PR #7862, opened 2026-08-23
Add a native Pomodoro timer to the shell

syskey8:
Add a native Pomodoro timer to the shell

The bar gains a Pomodoro timer that tracks standard intervals: a 25-minute focus phase, 5-minute short breaks, and a 15-minute long break after four completed sessions. Timer state is stored in a shared global service, ensuring the countdown stays perfectly synchronized across multiple monitors. It uses absolute wall-time deadlines rather than interval ticks, so the remaining time stays accurate even if the system suspends or the shell event loop stalls.

A custom timer mode allows users to specify an exact number of minutes. Skipping a phase cleanly advances the timer without playing an alarm or erroneously counting the session as completed. Desktop notifications and standard freedesktop alarm sounds announce when it is time to switch focus. The widget is fully integrated with the Omarchy Settings app via a configurable schema.

### DIFF
--- a/install/omarchy-base.packages
+++ b/install/omarchy-base.packages
@@ -116,6 +116,7 @@ tensaku
 sddm
 slurp
 socat
+sound-theme-freedesktop
 starship
 sushi
 system-config-printer
--- a/migrations/1787487615.sh
+++ b/migrations/1787487615.sh
@@ -1,0 +1,2 @@
+echo "Install freedesktop sound theme for Omarchy plugin alarms"
+omarchy-pkg-add sound-theme-freedesktop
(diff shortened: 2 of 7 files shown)


syskey8:
@copilot review

syskey8:
@copilot review

syskey8:
@copilot review

syskey8:
@copilot review

syskey8:
@copilot review

syskey8:
@copilot review

syskey8:
@copilot review

syskey8:
@copilot review

syskey8:
@copilot review

aayushdutt:
Shouldn't this be a plugin instead? https://plugins.omarchy.org/

getaaron:
I think this looks really cool but not sure it should be native - could be moved to be a plugin.

syskey8:
I've moved this to a plugin instead, which fits the existing extension pattern better: [link](https://plugins.omarchy.org/plugin.html?id=syskey8.pomodoro). Closing this in favor of that.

○ ○ ○

*WORK INSTRUCTIONS*:
Using the records above, copy every line that has the word "theme" in it.

*OUTPUT FOR THIS EXERCISE*:
+sound-theme-freedesktop
+echo "Install freedesktop sound theme for Omarchy plugin alarms"
+omarchy-pkg-add sound-theme-freedesktop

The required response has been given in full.